The area (in sq. units) of the region $$\{(x, y) : x \geq 0, x + y \leq 3, x^{2} \leq 4y \text{ and } y \leq 1 + \sqrt{x}\}$$ is

We have to find the area enclosed by the set $$\{(x,y):x\ge 0,\;x+y\le 3,\;x^{2}\le 4y,\;y\le 1+\sqrt{x}\}.$$

From $$x+y\le 3$$ we rewrite the line as $$y\le 3-x.$$ From $$x^{2}\le4y$$ we rewrite the parabola as $$y\ge\dfrac{x^{2}}{4}.$$ The curve $$y=1+\sqrt{x}$$ already gives $$y\le 1+\sqrt{x}.$$

So, for each non-negative $$x$$ the ordinate $$y$$ must lie between the lower curve $$y=\dfrac{x^{2}}{4}$$ and the smaller of the two upper curves $$y=3-x$$ and $$y=1+\sqrt{x}.$$ We therefore compare the two upper curves:

Set $$3-x=1+\sqrt{x}\;.$$ Let $$t=\sqrt{x}$$ (so $$t\ge 0,\;x=t^{2}$$). Substituting,

$$3-t^{2}=1+t\;\Longrightarrow\;t^{2}+t-2=0\;\Longrightarrow\;t=\frac{-1+\sqrt{9}}{2}=1.$$ Hence $$x=t^{2}=1.$$ Thus, $$\begin{cases} y\le 1+\sqrt{x}, & 0\le x\le 1,\\[4pt] y\le 3-x, & 1\le x\le 2\;, \end{cases}$$ because for $$x<1$$ the quantity $$1+\sqrt{x}$$ is smaller, while for $$x>1$$ the quantity $$3-x$$ is smaller.

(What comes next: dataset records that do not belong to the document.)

PR #2741, opened 2026-09-21
fix(ios): capture the display that hosts the app, not the main screen

thymikee:
## Summary

iOS screenshots and visual verification now capture the display that hosts the target app instead of `XCUIScreen.main`. On a foldable one panel is lit and the dark panel still answers with a valid all-black PNG, so a main-screen capture proved nothing.

The runner resolves the app window, reads the display off that same window instance, and encodes the capture upright, reporting display ID, encoded pixel size, and pixels-per-point. Density normalization reads those facts instead of applying a panel the host guessed. A capture that cannot name a display fails closed with a typed runner code (`APP_SCREEN_*`) and never falls back to the main screen. `screenshot` is a runner-lifecycle command and skips app activation, so it resolves the requested bundle id for observation without foregrounding anything.

One target-selection helper, `captureObservedScreen(app:)`, is shared by `screenshot`, `captureRunnerFrame`, keyboard settle and the navigation fallback: it asks the session app first, falls back to SpringBoard when the session app resolves no window, and fails closed only when neither resolves. `.unresolvedScreen` never triggers the fallback, so a display refusal is not masked by the system surface.

Stacked on #2724.

## Validation

Tested at `80079f743`, rebased onto the rewritten base: `pnpm check:affected --run` passed; `pnpm build:xcuitest:ios` reports `** TEST BUILD SUCCEEDED **`; the Apple runner unit lane passes 18 tests, including the three new target-selection cases; 75 touched TypeScript tests, `pnpm typecheck`, `lint`, `format`, `check:fallow` and `check:layering` pass.

The device evidence below was taken at `424b00928`. `git range-diff f3d538789..424b00928 073b5687b..HEAD` moves only this ADR, so every captured line below still describes the code at this head.

Live iPhone Duo, with a `xcrun` shim failing only `simctl io … screenshot` with the real `Timeout waiting for screen surfaces` so the runner route actually ran. One command, unchanged flags:

| Pose | Lit panel | Capture | Mean luma |
| --- | --- | --- | --- |
| Open 180° | `LCD-1` (3) | 951x669 @1x | 214 |
| Half-open 130° | `LCD-1` (3) | 951x669 @1x | 214 |
| Closed 0° | `LCD` (1) | 466x678 @1x | 177 |

The closed row is the point: the capture followed the app onto the other panel unprompted, and every row is content where a main-screen capture is black. The open row was re-run at this head; the other two are from the previous head, whose capture code is unchanged in the pose path.

Single-panel control, same forced-`simctl` route on an iPhone 17 Pro Max with Safari foregrounded: the runner capture returned 440x956 @1x and logged `AGENT_DEVICE_RUNNER_SCREEN_CAPTURE display=1 pixels=1320x2868 pixelsPerPoint=3`, so `pixelsPerPoint` equals the device scale on a device this change is not for.

Home screen, same route, session bound to `com.apple.springboard`: a real 951x669 image whose band luminance is 136.4 against 227.6 for the app screen on the same panel, logged `display=3 pixels=2852x2006 pixelsPerPoint=3`.

Fixture native alert kept in the capture: `open-automation-lab` → `Open automation alert`, then one `screenshot` before and one after. `alert get` reports `Automation confirmation`, the snapshot shows it as a separate `[window]` rather than app content, and the centre band luminance falls 227.6 → 189.1, so the overlay is in the captured pixels and not only in the element tree. Both captures logged `display=3 pixels=2852x2006 pixelsPerPoint=3`.

`runner.log` lines for the two consumers that sample rather than return an image, both on the lit panel:

```
AGENT_DEVICE_RUNNER_KEYBOARD_STABILITY samples=3 captured=3 settled=yes
AGENT_DEVICE_RUNNER_IN_APP_BACK_VISUAL_VERIFICATION beforeBytes=365716 afterBytes=365716 changed=no
```

The keyboard line came from dismissing the email field, whose `returnKeyType="done"` exposes the dismiss key the settle path waits behind; three samples, none nil. The `back` line is the no-change control: the fallback sampled 365 KB both sides and read no change, and the command then reported that no in-app back control exists.

Unresolved, called out rather than papered over: physical foldables unverified; `windows.firstMatch` picks an order-dependent window for a multi-window app; recording refuses to start with an untyped error when no window resolves; the navigation fallback turns an unresolvable display into a `back` failure; the shared resolver's new `exists` read costs one extra query per synthesized gesture; `home` does not background the app on this Duo lane, so the SpringBoard fallback branch is pinned by the runner unit test rather than by a device run.


thymikee:
Reviewed da8bf8a. There are two problems to fix before merge and one size question.

On iOS, `screenshot` now only calls `captureResolvedAppScreen(resolveAppWithoutActivation(command))` ([RunnerTests+CommandExecution.swift#L2088](https://github.com/callstack/agent-device/blob/da8bf8a8815b8fe4ec93e9729803a49d72fbe7f4/apple/runner/AgentDeviceRunner/AgentDeviceRunnerUITests/RunnerTests%2BCommandExecution.swift#L2088)). With no `appBundleId` and no current app, the target is the runner host, which your PR body shows answers `exists=NO` with a `0x0` frame. A session app that is not running or not in the foreground has no `windows.firstMatch` either. Do both cases now return `APP_SCREEN_WINDOW_UNRESOLVED` where they used to return the main screen? If so, home-screen screenshots and captures without a session app fail on every runner-routed screenshot path, and recording, keyboard settle and the navigation fallback lose their samples too. #2728 asks to fail closed when the intended app window is unresolved, not when there is no app. Could one target-selection helper, used by screenshot, `captureRunnerFrame`, keyboard settle and the navigation fallback, pick the session app when it resolves a window and SpringBoard otherwise, and fail closed only when neither resolves? A runner unit test for the no-bundle-id and not-running cases would pin it.

The new contracts `runner-screen-capture` subpath has no consumer outside platform-apple. Its static import in [runner-contract.ts#L11](https://github.com/callstack/agent-device/blob/da8bf8a8815b8fe4ec93e9729803a49d72fbe7f4/packages/platform-apple/src/runner/runner-contract.ts#L11) adds one module to the eager closure of `app-lifecycle-facade`, `doctor-facade` and `runner-operations-facade`, which is the Coverage failure (eager-closure-budgets). The PR is also at +717 net production lines. Would the smaller design do: the three `APP_SCREEN_*` codes in runner-contract.ts next to `SCROLL_KEYBOARD_OCCLUDES_SURFACE_RUNNER_CODE` (L693), `RunnerScreenCaptureMetadata` and its reader in screenshot.ts, and the subpath, its package export and its snapshot line deleted? That removes about 90 lines and clears the budget failure. If the subpath must stay, what needs it outside platform-apple? Also, does `RunnerResolveApplicationScreen` do more than forward to `RunnerResolveApplicationScreenInto`, or can the two merge?

#2728's acceptance also needs a single-panel control, a native overlay kept in the capture, navigation change/no-change controls, and keyboard settle seen on the lit display. The PR body shows the three Duo poses for `screenshot` only. Please add, at the PR head: a standard iPhone simulator with the forced `simctl` failure, where the runner capture succeeds with `pixelsPerPoint` equal to the device scale; the same route on the home screen with no session app, returning an image; a fixture native alert visible in a Duo capture; and runner.log lines from a `back` that reaches the navigation fallback and from a keyboard dismiss, both with non-empty samples from the lit panel.

Coverage is caused by this PR, through the import above. Smoke has the same `wait text "Automation lab"` timeout as the base #2724, and the merge-base already contains a2f0e2068, so it is most likely inherited. The only overlap is that `RunnerResolveApplicationDisplayID` now also reads `exists` on every synthesized gesture, before the tap that should navigate. The not-running app behavior above comes from the host-app measurement in your PR body, not from a device run on my side.

Next step: fix the no-app capture target and move the codes and metadata reader into platform-apple, or explain why the contracts subpath is needed, then add the missing #2728 evidence.

thymikee:
Rebased onto the rewritten base and pushed as `80079f743`. Range-diff against the previous head `424b00928` moves only the ADR; relative to the `da8bf8a` you reviewed, the code changes are the two fixes below.

**1. The no-app capture target.** You read it right, and both cases did fail closed before this fix: no `appBundleId` resolves the windowless runner host, and a session app that is not running has no `windows.firstMatch`, so each returned `APP_SCREEN_WINDOW_UNRESOLVED` where the old code returned the main screen. Home-screen captures lost their image and every sampling consumer lost its frames.

There is now one target-selection helper, `captureObservedScreen(app:)` in `RunnerAppScreenCapture.swift`, used by `.screenshot`, `captureRunnerFrame`, keyboard settle (which goes through `captureRunnerFrame`) and the navigation fallback. It asks the session app first, and asks SpringBoard only when the session app answers `.unresolvedWindow`. It deliberately does not ask SpringBoard on `.unresolvedScreen`: that is a resolved window whose display refuses to name itself, and routing it to the system surface would mask the refusal your `#2728` wording asks us to report. It fails closed only when neither resolves, so the rule is app-window-first rather than fail-on-no-app.

The rule is separated from the two queries as `selectObservedScreenCapture(resolving:fallingBack:)` so it is testable without a device. Three runner unit tests pin it, one per branch:

- `testObservedScreenCaptureKeepsTheSessionAppCaptureItResolved`
- `testObservedScreenCaptureAsksTheSystemSurfaceWhenTheSessionWindowIsUnresolved` — the no-bundle-id and not-running cases, both `.unresolvedWindow`
- `testObservedScreenCaptureReportsADisplayRefusalWithoutAskingTheSystemSurface` — the fallback must not swallow a display refusal

**2. The contracts subpath.** Nothing outside `platform-apple` needed it, so it is gone as you described: the three `APP_SCREEN_*` codes sit in `runner-contract.ts` beside `SCROLL_KEYBOARD_OCCLUDES_SURFACE_RUNNER_CODE`, `RunnerScreenCaptureMetadata` and its reader moved to `core/screenshot.ts`, and the subpath, its package export and its snapshot line are deleted with the module. The eager closure of the three facades loses a module and Coverage is green (`pnpm check:affected --run`). Net production size is +597/−71 across 10 files at this head, against your `+717`.

`RunnerResolveApplicationScreenInto` no longer exists. `RunnerResolveApplicationScreen` is the single function: it reads the window and its frame, then reads `screen` off that same instance — the two reads stay in that order because a window queried before its frame can still name main.

**3. The missing #2728 evidence.** All four routes, at this head's code, with `simctl io … screenshot` forced to fail by a `xcrun` shim so the runner route is the one that ran.

- Single-panel control — iPhone 17 Pro Max, Safari foregrounded: capture returned 440x956 @1x and logged `AGENT_DEVICE_RUNNER_SCREEN_CAPTURE display=1 pixels=1320x2868 pixelsPerPoint=3`. `pixelsPerPoint` equals the device scale, and the scale probe is no longer consulted on this route.
- Home screen, no app — same route with the session bound to `com.apple.springboard`: a real 951x669 image, `display=3 pixels=2852x2006 pixelsPerPoint=3`. Its centre-band luminance is 136.4 against 227.6 for the app screen on the same panel, so the capture is the home screen and not a stale app frame.
- Native overlay kept in the capture — the fixture's `Open automation alert` on the Duo. `alert get` returns `Automation confirmation`, the snapshot reports it as its own `[window]` rather than app content, and one `screenshot` either side of it moves the centre-band luminance 227.6 → 189.1. The overlay is inside the pixels, not only in the tree, and both captures logged `display=3 pixels=2852x2006 pixelsPerPoint=3`.
- Navigation change/no-change and keyboard settle — `runner.log` from the lit panel:

```
AGENT_DEVICE_RUNNER_KEYBOARD_STABILITY samples=3 captured=3 settled=yes
AGENT_DEVICE_RUNNER_IN_APP_BACK_VISUAL_VERIFICATION beforeBytes=365716 afterBytes=365716 changed=no
```

The keyboard line needed a field whose `returnKeyType="done"` exposes the dismiss key the settle path waits behind; the Form screen's email field does, and three samples came back non-nil. The `back` line is the no-change control: 365 KB of pixels on both sides, read as unchanged, and the command then reported that no in-app back control exists. Both consumers now say what they looked at, which is what made these two lines possible.

**4. Coverage, smoke, and the `exists` read.** Coverage was this PR and is fixed by the move above. I agree the smoke timeout is inherited; the automation screen behind that `wait text` is reachable and its alert is exercised above. On the `exists` read: the base already resolved `windows.firstMatch` and read its `frame` on every synthesized gesture, so the added cost is one attribute read on an element that was already resolved, and `testResolvedScreenRefusesAWindowTheQuerySaysIsNotThere` pins it — a windowless app answers `frame` with `(0,0 0x0)` without raising, which the frame check alone catches only by coincidence. Happy to split it if you would rather the gesture path keep its old reads exactly.

One gap I have not closed, now recorded in the ADR: `home` does not background the app on this Duo lane, so the SpringBoard branch is pinned by the unit test above and by a device run where SpringBoard *is* the session app, not by a run where the bound app went windowless.

thymikee:
Reviewed 80079f7, the follow-up to da8bf8a. I found no code problem in the two fixes, and your size answer closes that question. What is still missing is a live run of the new SpringBoard fallback in `captureObservedScreen` ([RunnerAppScreenCapture.swift#L97](https://github.com/callstack/agent-device/blob/80079f7431549be36ac7f0cefc889d52302221ae/apple/runner/AgentDeviceRunner/AgentDeviceRunnerUITests/RunnerAppScreenCapture.swift#L97)).

The "home screen, no app" run in the PR bound the session to com.apple.springboard, so `resolveAppWithoutActivation` returned SpringBoard and the capture succeeded on the primary branch without reaching the fallback. The ADR also notes that `home` does not background the app on the Duo lane. So the no-app case, and a session app that is backgrounded or terminated, are covered only by unit fakes that stub both queries. If a backgrounded or terminated app answers the window query differently (for example `exists=YES` with a stale frame, which gives `.unresolvedScreen` with no fallback), home-screen screenshots, recording and keyboard settle on the runner route would still fail with `APP_SCREEN_*`.

Can you run this head on a standard iPhone simulator with `simctl io screenshot` forced to fail, so the runner route runs? First, a fresh session with no `open`: `screenshot` should return an image, and runner.log should show `AGENT_DEVICE_RUNNER_APP_SCREEN_UNRESOLVED stage=window ... resolved=no` followed by `AGENT_DEVICE_RUNNER_SCREEN_CAPTURE display=1 ... pixelsPerPoint=3`. Second, `open <fixture>` then `home` (or `simctl terminate` the app) with the session still bound: the same two lines and a home-screen image.

CI: iOS Smoke fails at `wait text "Automation lab"` with `wait_deadline_exceeded`. That wait polls the snapshot route, not screenshot, and base #2724 fails at the same step, so it looks like it comes from the base branch. No conflicts.

thymikee:
Rebased again — the base moved twice under this PR (`800151395`, the interaction-window helper). `git range-diff 073b5687b..80079f743 origin/fix/ios-synthesized-reference-frame-capture-viewport..24cd0951e` reports `=`, so the capture code carried through unchanged, and the current head `940c20d78` adds only a measured-behaviour paragraph to the ADR. GitHub reports the PR `MERGEABLE`, so there were no conflicts to resolve beyond the ADR one in the first rebase.

Both runs you asked for, at this head, on an iPhone 17 Pro Max with the same `xcrun` shim failing only `simctl io … screenshot`.

**Fresh session, no `open`.** `open --platform ios --udid <sim>` binds a session with no app, and `screenshot` returned a 440x956 image:

```
AGENT_DEVICE_RUNNER_APP_SCREEN_UNRESOLVED stage=window frame=(0,0 0x0) raised=no resolved=no
AGENT_DEVICE_RUNNER_SCREEN_CAPTURE display=1 pixels=1320x2868 pixelsPerPoint=3
```

**Bound app, then backgrounded or terminated.** The iPhone ran Safari rather than the fixture: the fixture is installed on the iPhone 17 Pro, which another workspace's session holds, and installing it on the free sim needed a Metro build I could not justify for a capture check. With the session still bound to `com.apple.mobilesafari`:

- `simctl terminate`: the same refusal line, `resolved=no`, followed by `AGENT_DEVICE_RUNNER_SCREEN_CAPTURE display=1 pixels=1320x2868 pixelsPerPoint=3`, and the image is the home screen — band luminance 127.2 against 226.8 for Safari on the same session.
- `home` instead: the image is the home screen again (127.2), but there is no refusal line. A suspended app answers the window query with a usable window, so it takes the primary branch and captures the panel it is on.

Your stale-frame worry did not appear in either state: a terminated app answers `resolved=no` rather than `exists=YES` with a leftover frame, so the fallback engages, and a suspended app resolves cleanly rather than landing on `.unresolvedScreen` with no fallback.

I ran the same sequence on the Duo as well, because that is where this branch can go wrong — SpringBoard has a choice of panels there. Fixture bound, `simctl terminate`, session still bound:

```
AGENT_DEVICE_RUNNER_APP_SCREEN_UNRESOLVED stage=window frame=(0,0 0x0) raised=no resolved=no
AGENT_DEVICE_RUNNER_SCREEN_CAPTURE display=3 pixels=2852x2006 pixelsPerPoint=3
```

`display=3` is the lit inner panel, and the resulting image has `blackFraction=0.0000`. Had SpringBoard's window named the outer panel, that capture would be the black one this PR exists to prevent. `home` is still what I could not make work on that lane — it leaves the app frontmost on the Duo, which is why the Duo fallback was driven with `terminate`. The ADR now states the measured answers rather than the assumed ones.

On CI, I can add a data point that agrees with your read. Locally, `wait text "Automation lab"` does time out on a Duo session after the app is terminated and reopened through a deep link, and the surface the failure names is `Toolbar, Agent Device Tester, user-icon, Development Build` over a `DEVELOPMENT SERVERS` list — the dev client's own launcher screen, which does not contain that text and does contain it once you enter the app. So the text is genuinely absent rather than unreadable, and the snapshot and screenshot routes are not what loses it. That points at launch routing on the base branch rather than at anything here; say the word and I will take it as a follow-up.

thymikee:
That `CONFLICTING` came from the base moving a third time while I was running the runs above — `b9748e264`, "route synthesized display IDs through the resolved window", which edits the same bridge function this PR rewrote. Rebased over it; head is `00bec14be` and GitHub reports `MERGEABLE` again.

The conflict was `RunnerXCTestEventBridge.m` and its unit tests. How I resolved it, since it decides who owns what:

Now we check where the region actually exists by requiring that the lower bound does not exceed the chosen upper bound.

For $$0\le x\le 1$$ we need $$\dfrac{x^{2}}{4}\le 1+\sqrt{x}.$$ Writing $$x=t^{2}$$ again, $$\dfrac{t^{4}}{4}\le 1+t.$$ Multiplying by 4 gives $$t^{4}\le 4+4t,$$ which is clearly true for $$0\le t\le 1.$$ Hence the whole interval $$[0,1]$$ is admissible.

For $$x\ge 1$$ we need $$\dfrac{x^{2}}{4}\le 3-x.$$ Multiplying by 4,

$$x^{2}+4x-12\le 0\;\Longrightarrow\;(x+6)(x-2)\le 0.$$ Thus $$-6\le x\le 2.$$ Because we already have $$x\ge 1,$$ the effective interval is $$1\le x\le 2.$$

Consequently, the region splits into two vertical strips:

$$\displaystyle \text{Area}= \int_{0}^{1}\!\Bigl[(1+\sqrt{x})-\frac{x^{2}}{4}\Bigr]\,dx\;+\;\int_{1}^{2}\!\Bigl[(3-x)-\frac{x^{2}}{4}\Bigr]\,dx.$$

We evaluate the first integral term by term.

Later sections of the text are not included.